PR #3624, opened 2021-04-25
Recursively search for parent_as binding

v0idpwn:
Work in progress attempt to fix #3619.

PR #3627, opened 2021-04-26
fix: parent_as when used at right side of a combining expression

dgvncsz0f:
This patch fixes a bug in which is impossible to compile a query using
`parent_as` at the right side of a union expression (or any other type
of combination). As an example, consider the following query:

```
  subquery = from(c in Comments, where: parent_as(:posts).id == c.post_id)
  from(p in Posts, where: exists(union_all(subquery, ^subquery)))
```

This query should fail to compile with the following error:

```
** (Ecto.SubQueryError) the following exception happened when compiling a subquery.
    ** (Ecto.QueryError) `parent_as(:post)` can only be used in subqueries in query:
```

The problem, as it seems, is that the `plan_subquery` does not include
the required alias on the combination queries -- the right side query
of the union operator in this case. Thus, when the times come to
resolve the alias, it fails with the above message.

To fix this issue, the function `plan_subquery` has been modified to
include the `@parent_as` alias for every elemen in the `combination`
field. This is done recursevily because the query may have two or more
combining queries.

There is also a required change on ~ecto_adapters~ ecto_sql repository to make
this solution works, which I'll be submiting patches for as well.

### DIFF
--- a/lib/ecto/query/planner.ex
+++ b/lib/ecto/query/planner.ex
@@ -258,13 +258,12 @@ defmodule Ecto.Query.Planner do
        do: error!(query, expr, "cannot set prefix: #{inspect(prefix)} option for fragment joins")
 
   defp plan_subquery(subquery, query, prefix, adapter, source?) do
-    %{query: inner_query} = subquery
-
-    inner_query = %{
-      inner_query
-      | prefix: prefix || subquery.query.prefix || query.prefix,
-        aliases: Map.put(inner_query.aliases, @parent_as, query)
-    }
+    inner_query =
+      modify_subquery_for_plan(subquery.query, fn subquery ->
+        subquery
+        |> subquery_put_prefix(prefix, query)
+        |> subquery_put_parent_as_alias(query)
+      end)
 
     {inner_query, params, key} = plan(inner_query, :all, adapter)
     assert_no_subquery_assocs!(inner_query)
@@ -274,7 +273,8 @@ defmodule Ecto.Query.Planner do
       |> ensure_select(true)
       |> normalize_subquery_select(adapter, source?)
 
-    {_, inner_query} = pop_in(inner_query.aliases[@parent_as])
+    inner_query = modify_subquery_for_plan(inner_query, &subquery_drop_parent_as_alias/1)
+
     %{subquery | query: inner_query, params: params, cache: key, select: select}
   rescue
     e -> raise Ecto.SubQueryError, query: query, exception: e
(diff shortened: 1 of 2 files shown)


test/ecto/query/planner_test.exs
```diff
@@ -839,6 +839,16 @@ defmodule Ecto.Query.PlannerTest do
     assert Macro.to_string(hd(hd(query.joins).source.query.wheres).expr) =~ "in %Ecto.SubQuery{"
   end
 
+  test "normalize: parent_as used at right side term of union expression" do
```
dgvncsz0f, line 842: it is not clear to me what kind of tests are necessary to test this change. Please advise.

lib/ecto/query/planner.ex
```diff
@@ -1079,10 +1079,10 @@ defmodule Ecto.Query.Planner do
   end
   defp prewalk_source(%Ecto.SubQuery{query: inner_query} = subquery, kind, query, _expr, counter, adapter) do
     try do
-      inner_query = put_in inner_query.aliases[@parent_as], query
+      inner_query = modify_subquery_for_plan(inner_query, & subquery_put_parent_as_alias(&1, query))
```
josevalim, line 1082:
```suggestion
      inner_query = modify_subquery_for_plan(inner_query, &subquery_put_parent_as_alias(&1, query))
```

josevalim:
Is this still necessary after #3624? I would prefer an approach as in that PR, where we traverse up, rather than changing all combinations as we traverse down, which is bound to be expensive.

dgvncsz0f:
@josevalim I've tested a similar query using the [master branch](https://github.com/elixir-ecto/ecto/commit/6982d4802233cdd8f83d4352edbaee86b7b31090) and also it triggers the error. As the PR you mention is merged, perhaps this is something new?

dgvncsz0f:
> Is this still necessary after #3624? I would prefer an approach as in that PR, where we traverse up, rather than changing all combinations as we traverse down, which is bound to be expensive.

yeah, it makes sense. At the moment. it is not clear to me how to implement this fix the way you are describing, but I can give it another go. If someone more familiar with the codebase could give me some pointers it would be highly appreciated.

dgvncsz0f:
the ecto_sql related changes: https://github.com/elixir-ecto/ecto_sql/pull/322

dgvncsz0f:
👋🏽 any updates on this?

josevalim:
Hi @dgvncsz0f, I would still prefer a mechanism that traverses up, to reduce the cost. So that needs to be investigated, before we can merge this, I haven’t been able to do that yet.

josevalim:
Closing for now. Glad to reopen if the problem still exists after PRs such as: https://github.com/elixir-ecto/ecto_sql/pull/338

......

• _TASK STATEMENT_: Transcribe the material above in full, keeping each word unchanged.

• _EXERCISE RESPONSE_:
PR #3624, opened 2021-04-25
Recursively search for parent_as binding

v0idpwn:
Work in progress attempt to fix #3619.

PR #3627, opened 2021-04-26
fix: parent_as when used at right side of a combining expression

dgvncsz0f:
This patch fixes a bug in which is impossible to compile a query using
`parent_as` at the right side of a union expression (or any other type
of combination). As an example, consider the following query:

```
  subquery = from(c in Comments, where: parent_as(:posts).id == c.post_id)
  from(p in Posts, where: exists(union_all(subquery, ^subquery)))
```

This query should fail to compile with the following error:

```
** (Ecto.SubQueryError) the following exception happened when compiling a subquery.
    ** (Ecto.QueryError) `parent_as(:post)` can only be used in subqueries in query:
```

The problem, as it seems, is that the `plan_subquery` does not include
the required alias on the combination queries -- the right side query
of the union operator in this case. Thus, when the times come to
resolve the alias, it fails with the above message.

To fix this issue, the function `plan_subquery` has been modified to
include the `@parent_as` alias for every elemen in the `combination`
field. This is done recursevily because the query may have two or more
combining queries.

There is also a required change on ~ecto_adapters~ ecto_sql repository to make
this solution works, which I'll be submiting patches for as well.

### DIFF
--- a/lib/ecto/query/planner.ex
+++ b/lib/ecto/query/planner.ex
@@ -258,13 +258,12 @@ defmodule Ecto.Query.Planner do
        do: error!(query, expr, "cannot set prefix: #{inspect(prefix)} option for fragment joins")
 
   defp plan_subquery(subquery, query, prefix, adapter, source?) do
-    %{query: inner_query} = subquery
-
-    inner_query = %{
-      inner_query
-      | prefix: prefix || subquery.query.prefix || query.prefix,
-        aliases: Map.put(inner_query.aliases, @parent_as, query)
-    }
+    inner_query =
+      modify_subquery_for_plan(subquery.query, fn subquery ->
+        subquery
+        |> subquery_put_prefix(prefix, query)
+        |> subquery_put_parent_as_alias(query)
+      end)
 
     {inner_query, params, key} = plan(inner_query, :all, adapter)
     assert_no_subquery_assocs!(inner_query)
@@ -274,7 +273,8 @@ defmodule Ecto.Query.Planner do
       |> ensure_select(true)
       |> normalize_subquery_select(adapter, source?)
 
-    {_, inner_query} = pop_in(inner_query.aliases[@parent_as])
+    inner_query = modify_subquery_for_plan(inner_query, &subquery_drop_parent_as_alias/1)
+
     %{subquery | query: inner_query, params: params, cache: key, select: select}
   rescue
     e -> raise Ecto.SubQueryError, query: query, exception: e
(diff shortened: 1 of 2 files shown)


test/ecto/query/planner_test.exs
```diff
@@ -839,6 +839,16 @@ defmodule Ecto.Query.PlannerTest do
     assert Macro.to_string(hd(hd(query.joins).source.query.wheres).expr) =~ "in %Ecto.SubQuery{"
   end
 
+  test "normalize: parent_as used at right side term of union expression" do
```
dgvncsz0f, line 842: it is not clear to me what kind of tests are necessary to test this change. Please advise.

lib/ecto/query/planner.ex
```diff
@@ -1079,10 +1079,10 @@ defmodule Ecto.Query.Planner do
   end
   defp prewalk_source(%Ecto.SubQuery{query: inner_query} = subquery, kind, query, _expr, counter, adapter) do
     try do
-      inner_query = put_in inner_query.aliases[@parent_as], query
+      inner_query = modify_subquery_for_plan(inner_query, & subquery_put_parent_as_alias(&1, query))
```
josevalim, line 1082:
```suggestion
      inner_query = modify_subquery_for_plan(inner_query, &subquery_put_parent_as_alias(&1, query))
```

josevalim:
Is this still necessary after #3624? I would prefer an approach as in that PR, where we traverse up, rather than changing all combinations as we traverse down, which is bound to be expensive.

dgvncsz0f:
@josevalim I've tested a similar query using the [master branch](https://github.com/elixir-ecto/ecto/commit/6982d4802233cdd8f83d4352edbaee86b7b31090) and also it triggers the error. As the PR you mention is merged, perhaps this is something new?

dgvncsz0f:
> Is this still necessary after #3624? I would prefer an approach as in that PR, where we traverse up, rather than changing all combinations as we traverse down, which is bound to be expensive.

yeah, it makes sense. At the moment. it is not clear to me how to implement this fix the way you are describing, but I can give it another go. If someone more familiar with the codebase could give me some pointers it would be highly appreciated.

dgvncsz0f:
the ecto_sql related changes: https://github.com/elixir-ecto/ecto_sql/pull/322

dgvncsz0f:
👋🏽 any updates on this?

josevalim:
Hi @dgvncsz0f, I would still prefer a mechanism that traverses up, to reduce the cost. So that needs to be investigated, before we can merge this, I haven’t been able to do that yet.

josevalim:
Closing for now. Glad to reopen if the problem still exists after PRs such as: https://github.com/elixir-ecto/ecto_sql/pull/338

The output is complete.